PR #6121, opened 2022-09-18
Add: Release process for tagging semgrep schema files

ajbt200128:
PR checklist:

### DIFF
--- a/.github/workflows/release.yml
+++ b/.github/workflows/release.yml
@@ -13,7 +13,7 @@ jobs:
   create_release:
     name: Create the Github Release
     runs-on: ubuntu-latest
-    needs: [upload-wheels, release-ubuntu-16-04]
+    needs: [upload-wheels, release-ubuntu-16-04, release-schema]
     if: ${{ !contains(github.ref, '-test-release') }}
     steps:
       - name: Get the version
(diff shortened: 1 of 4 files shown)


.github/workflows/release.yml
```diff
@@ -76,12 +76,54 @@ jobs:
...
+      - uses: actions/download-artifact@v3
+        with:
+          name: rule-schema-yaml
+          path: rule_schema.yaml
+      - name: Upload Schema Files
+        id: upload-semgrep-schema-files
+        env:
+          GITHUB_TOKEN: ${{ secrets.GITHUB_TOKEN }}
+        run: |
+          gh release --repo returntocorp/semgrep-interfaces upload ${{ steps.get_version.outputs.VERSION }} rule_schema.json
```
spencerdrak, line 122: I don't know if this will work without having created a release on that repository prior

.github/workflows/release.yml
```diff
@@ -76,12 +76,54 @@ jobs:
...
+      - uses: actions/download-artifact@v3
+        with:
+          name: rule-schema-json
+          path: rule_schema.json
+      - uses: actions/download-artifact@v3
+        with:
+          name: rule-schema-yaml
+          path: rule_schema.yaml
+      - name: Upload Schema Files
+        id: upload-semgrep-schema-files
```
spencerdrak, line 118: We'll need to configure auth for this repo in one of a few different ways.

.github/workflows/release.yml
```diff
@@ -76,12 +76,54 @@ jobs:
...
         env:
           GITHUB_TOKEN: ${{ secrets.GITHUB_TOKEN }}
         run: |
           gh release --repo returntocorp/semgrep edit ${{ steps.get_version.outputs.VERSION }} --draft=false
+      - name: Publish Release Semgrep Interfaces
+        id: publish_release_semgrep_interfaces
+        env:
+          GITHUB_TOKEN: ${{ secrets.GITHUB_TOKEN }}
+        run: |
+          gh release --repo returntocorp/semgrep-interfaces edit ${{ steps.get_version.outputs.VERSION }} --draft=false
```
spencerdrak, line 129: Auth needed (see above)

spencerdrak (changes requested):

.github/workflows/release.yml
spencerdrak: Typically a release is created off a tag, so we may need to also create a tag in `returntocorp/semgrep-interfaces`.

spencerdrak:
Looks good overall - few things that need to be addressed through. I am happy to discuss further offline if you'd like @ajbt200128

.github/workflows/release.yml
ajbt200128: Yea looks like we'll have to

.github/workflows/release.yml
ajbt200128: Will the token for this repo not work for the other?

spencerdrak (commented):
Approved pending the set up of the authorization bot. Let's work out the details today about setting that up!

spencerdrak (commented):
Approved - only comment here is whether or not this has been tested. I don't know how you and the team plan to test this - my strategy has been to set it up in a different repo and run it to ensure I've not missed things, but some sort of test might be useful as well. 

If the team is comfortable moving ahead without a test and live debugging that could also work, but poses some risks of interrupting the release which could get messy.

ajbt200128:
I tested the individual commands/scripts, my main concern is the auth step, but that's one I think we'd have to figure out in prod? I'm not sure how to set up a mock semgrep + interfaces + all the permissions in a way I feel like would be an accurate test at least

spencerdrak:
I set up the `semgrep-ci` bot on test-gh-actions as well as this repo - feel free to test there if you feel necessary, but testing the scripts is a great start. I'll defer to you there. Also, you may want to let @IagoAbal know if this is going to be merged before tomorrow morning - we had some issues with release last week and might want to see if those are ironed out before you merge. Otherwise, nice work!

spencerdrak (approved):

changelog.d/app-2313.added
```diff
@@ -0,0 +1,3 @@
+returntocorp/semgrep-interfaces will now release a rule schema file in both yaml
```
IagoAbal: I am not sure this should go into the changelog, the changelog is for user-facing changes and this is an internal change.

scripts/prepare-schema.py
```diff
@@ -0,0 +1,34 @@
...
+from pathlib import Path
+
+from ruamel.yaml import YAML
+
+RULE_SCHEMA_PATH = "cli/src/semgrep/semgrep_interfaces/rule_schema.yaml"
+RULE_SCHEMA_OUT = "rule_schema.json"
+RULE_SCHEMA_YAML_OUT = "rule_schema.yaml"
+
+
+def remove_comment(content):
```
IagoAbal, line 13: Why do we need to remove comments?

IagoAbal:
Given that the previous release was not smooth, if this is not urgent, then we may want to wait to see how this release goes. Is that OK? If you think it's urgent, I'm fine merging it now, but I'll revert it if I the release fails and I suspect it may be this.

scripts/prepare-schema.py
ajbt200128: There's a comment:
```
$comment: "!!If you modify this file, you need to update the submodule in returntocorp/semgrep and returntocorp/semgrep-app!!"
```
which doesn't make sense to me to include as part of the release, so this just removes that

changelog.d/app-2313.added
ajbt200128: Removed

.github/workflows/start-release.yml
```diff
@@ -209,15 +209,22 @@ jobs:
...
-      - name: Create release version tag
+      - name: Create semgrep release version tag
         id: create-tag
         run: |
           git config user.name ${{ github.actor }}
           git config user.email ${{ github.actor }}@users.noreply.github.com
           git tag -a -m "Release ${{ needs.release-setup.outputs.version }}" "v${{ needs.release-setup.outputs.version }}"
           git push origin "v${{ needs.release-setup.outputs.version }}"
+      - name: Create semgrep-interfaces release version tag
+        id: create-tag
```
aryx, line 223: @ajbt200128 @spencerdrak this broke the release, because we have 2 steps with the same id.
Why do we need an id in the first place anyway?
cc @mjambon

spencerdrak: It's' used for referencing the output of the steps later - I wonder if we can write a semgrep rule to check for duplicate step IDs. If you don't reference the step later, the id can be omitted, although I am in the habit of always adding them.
==
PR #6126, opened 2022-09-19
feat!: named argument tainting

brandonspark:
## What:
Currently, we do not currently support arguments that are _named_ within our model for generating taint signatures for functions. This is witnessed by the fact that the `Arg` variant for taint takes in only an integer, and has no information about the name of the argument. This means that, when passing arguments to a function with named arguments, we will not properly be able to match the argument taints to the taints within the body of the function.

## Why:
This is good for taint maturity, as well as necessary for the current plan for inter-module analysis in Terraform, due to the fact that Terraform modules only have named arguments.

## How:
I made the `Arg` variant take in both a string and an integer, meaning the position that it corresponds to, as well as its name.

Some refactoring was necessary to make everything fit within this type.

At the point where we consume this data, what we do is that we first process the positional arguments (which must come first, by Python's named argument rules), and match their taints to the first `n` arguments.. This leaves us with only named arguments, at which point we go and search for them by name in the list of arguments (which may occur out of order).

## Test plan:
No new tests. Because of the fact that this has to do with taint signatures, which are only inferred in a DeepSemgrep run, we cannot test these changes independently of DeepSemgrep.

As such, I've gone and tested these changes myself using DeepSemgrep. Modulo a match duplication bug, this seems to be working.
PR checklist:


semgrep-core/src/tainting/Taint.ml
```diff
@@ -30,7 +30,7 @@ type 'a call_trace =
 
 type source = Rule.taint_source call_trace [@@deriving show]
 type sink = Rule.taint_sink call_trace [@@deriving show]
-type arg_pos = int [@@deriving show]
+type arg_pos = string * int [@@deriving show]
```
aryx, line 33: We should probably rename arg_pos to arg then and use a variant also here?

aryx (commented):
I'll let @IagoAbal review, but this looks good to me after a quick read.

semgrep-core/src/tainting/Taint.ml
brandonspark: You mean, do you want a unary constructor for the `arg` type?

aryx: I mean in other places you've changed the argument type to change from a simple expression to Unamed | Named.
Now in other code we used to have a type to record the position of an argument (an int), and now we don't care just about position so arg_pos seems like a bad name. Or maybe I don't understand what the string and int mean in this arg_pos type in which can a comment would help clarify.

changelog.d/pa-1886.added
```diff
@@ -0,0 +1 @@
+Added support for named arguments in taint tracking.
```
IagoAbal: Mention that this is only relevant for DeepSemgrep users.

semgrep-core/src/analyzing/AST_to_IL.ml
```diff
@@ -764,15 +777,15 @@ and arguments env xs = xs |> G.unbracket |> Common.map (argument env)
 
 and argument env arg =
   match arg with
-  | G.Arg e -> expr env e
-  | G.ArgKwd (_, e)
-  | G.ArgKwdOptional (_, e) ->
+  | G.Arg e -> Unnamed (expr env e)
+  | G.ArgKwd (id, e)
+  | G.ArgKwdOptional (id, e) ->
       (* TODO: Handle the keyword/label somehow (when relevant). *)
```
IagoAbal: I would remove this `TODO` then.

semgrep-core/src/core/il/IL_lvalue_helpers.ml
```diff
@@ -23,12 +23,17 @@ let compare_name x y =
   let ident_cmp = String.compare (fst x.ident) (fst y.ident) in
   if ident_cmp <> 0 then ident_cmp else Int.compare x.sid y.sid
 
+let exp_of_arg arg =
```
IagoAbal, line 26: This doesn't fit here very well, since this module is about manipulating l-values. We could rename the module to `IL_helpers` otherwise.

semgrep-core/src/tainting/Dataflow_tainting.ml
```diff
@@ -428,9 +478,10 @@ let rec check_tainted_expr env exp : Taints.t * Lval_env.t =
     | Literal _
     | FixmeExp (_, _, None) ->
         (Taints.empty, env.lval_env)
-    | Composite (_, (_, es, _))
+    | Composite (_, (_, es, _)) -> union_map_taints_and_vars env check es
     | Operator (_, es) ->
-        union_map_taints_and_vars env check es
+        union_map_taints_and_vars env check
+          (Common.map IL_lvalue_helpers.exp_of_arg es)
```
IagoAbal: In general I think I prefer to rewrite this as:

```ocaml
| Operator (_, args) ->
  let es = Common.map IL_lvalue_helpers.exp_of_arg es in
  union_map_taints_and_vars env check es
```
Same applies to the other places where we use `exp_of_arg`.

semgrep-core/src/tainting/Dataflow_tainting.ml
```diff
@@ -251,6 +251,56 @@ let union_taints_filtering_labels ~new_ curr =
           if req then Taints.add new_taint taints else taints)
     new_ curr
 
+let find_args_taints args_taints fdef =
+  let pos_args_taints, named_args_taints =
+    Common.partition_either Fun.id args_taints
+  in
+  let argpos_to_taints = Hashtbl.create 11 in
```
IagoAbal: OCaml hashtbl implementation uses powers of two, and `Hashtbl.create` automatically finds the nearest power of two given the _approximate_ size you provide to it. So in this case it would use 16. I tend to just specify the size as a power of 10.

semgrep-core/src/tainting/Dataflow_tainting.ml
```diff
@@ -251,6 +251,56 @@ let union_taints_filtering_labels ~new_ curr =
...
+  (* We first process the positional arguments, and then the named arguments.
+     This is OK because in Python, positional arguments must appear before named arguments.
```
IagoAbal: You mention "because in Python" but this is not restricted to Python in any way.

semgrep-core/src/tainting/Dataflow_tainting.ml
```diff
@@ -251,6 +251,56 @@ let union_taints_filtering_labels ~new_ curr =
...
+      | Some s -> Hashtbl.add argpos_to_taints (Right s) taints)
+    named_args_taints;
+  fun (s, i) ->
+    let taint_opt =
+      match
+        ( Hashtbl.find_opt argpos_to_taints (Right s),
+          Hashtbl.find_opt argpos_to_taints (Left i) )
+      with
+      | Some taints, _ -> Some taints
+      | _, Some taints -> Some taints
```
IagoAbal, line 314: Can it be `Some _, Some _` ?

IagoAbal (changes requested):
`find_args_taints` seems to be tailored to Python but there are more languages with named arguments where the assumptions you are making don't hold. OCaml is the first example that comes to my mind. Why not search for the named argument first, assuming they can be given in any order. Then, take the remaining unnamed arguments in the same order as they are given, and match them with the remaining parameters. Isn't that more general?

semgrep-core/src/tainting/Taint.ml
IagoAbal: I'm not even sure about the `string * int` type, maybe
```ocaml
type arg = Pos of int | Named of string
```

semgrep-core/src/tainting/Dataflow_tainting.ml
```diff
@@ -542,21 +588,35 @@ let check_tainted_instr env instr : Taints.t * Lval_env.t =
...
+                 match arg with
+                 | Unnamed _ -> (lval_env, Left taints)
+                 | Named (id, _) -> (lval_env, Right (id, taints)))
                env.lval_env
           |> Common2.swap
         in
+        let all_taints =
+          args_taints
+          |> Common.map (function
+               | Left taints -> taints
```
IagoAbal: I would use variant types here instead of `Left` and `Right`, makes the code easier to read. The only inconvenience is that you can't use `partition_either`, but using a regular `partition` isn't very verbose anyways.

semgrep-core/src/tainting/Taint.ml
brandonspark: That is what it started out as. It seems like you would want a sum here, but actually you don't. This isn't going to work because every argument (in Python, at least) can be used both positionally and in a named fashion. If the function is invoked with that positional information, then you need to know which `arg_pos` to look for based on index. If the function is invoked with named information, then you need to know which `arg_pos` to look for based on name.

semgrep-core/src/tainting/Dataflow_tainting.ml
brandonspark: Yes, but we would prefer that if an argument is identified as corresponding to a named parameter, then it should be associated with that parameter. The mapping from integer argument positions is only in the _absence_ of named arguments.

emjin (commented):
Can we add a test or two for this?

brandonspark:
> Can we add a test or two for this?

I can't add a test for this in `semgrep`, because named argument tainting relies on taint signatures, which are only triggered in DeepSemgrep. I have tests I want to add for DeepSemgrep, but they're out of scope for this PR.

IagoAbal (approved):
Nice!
--
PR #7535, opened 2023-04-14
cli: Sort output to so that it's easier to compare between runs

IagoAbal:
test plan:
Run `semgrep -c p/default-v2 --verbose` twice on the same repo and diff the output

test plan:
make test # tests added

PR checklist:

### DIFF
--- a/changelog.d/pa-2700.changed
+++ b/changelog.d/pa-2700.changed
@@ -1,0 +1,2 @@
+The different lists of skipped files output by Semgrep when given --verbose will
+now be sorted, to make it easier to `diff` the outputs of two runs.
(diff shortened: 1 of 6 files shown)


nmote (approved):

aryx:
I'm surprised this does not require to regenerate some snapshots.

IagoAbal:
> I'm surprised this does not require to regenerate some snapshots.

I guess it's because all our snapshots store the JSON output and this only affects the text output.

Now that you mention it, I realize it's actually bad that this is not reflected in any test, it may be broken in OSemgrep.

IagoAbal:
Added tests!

TASK PROMPT –
Output the lines above exactly, but only those between the line holding "changelog.d/pa-1886.added" and the line holding "IagoAbal: I would remove", inclusive.

ANSWER TO THE PROBLEM –
changelog.d/pa-1886.added
```diff
@@ -0,0 +1 @@
+Added support for named arguments in taint tracking.
```
IagoAbal: Mention that this is only relevant for DeepSemgrep users.

semgrep-core/src/analyzing/AST_to_IL.ml
```diff
@@ -764,15 +777,15 @@ and arguments env xs = xs |> G.unbracket |> Common.map (argument env)
 
 and argument env arg =
   match arg with
-  | G.Arg e -> expr env e
-  | G.ArgKwd (_, e)
-  | G.ArgKwdOptional (_, e) ->
+  | G.Arg e -> Unnamed (expr env e)
+  | G.ArgKwd (id, e)
+  | G.ArgKwdOptional (id, e) ->
       (* TODO: Handle the keyword/label somehow (when relevant). *)
```
IagoAbal: I would remove this `TODO` then.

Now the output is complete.